Start of Record extracts

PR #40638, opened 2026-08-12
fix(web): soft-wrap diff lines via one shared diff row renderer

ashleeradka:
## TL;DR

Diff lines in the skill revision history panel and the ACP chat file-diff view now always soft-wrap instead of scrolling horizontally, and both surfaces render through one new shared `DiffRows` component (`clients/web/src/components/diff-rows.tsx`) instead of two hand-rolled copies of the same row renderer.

End of Record extracts

Task goal: Line by line, restate the data exactly.

Output:
PR #40638, opened 2026-08-12
fix(web): soft-wrap diff lines via one shared diff row renderer

ashleeradka:
## TL;DR

Diff lines in the skill revision history panel and the ACP chat file-diff view now always soft-wrap instead of scrolling horizontally, and both surfaces render through one new shared `DiffRows` component (`clients/web/src/components/diff-rows.tsx`) instead of two hand-rolled copies of the same row renderer.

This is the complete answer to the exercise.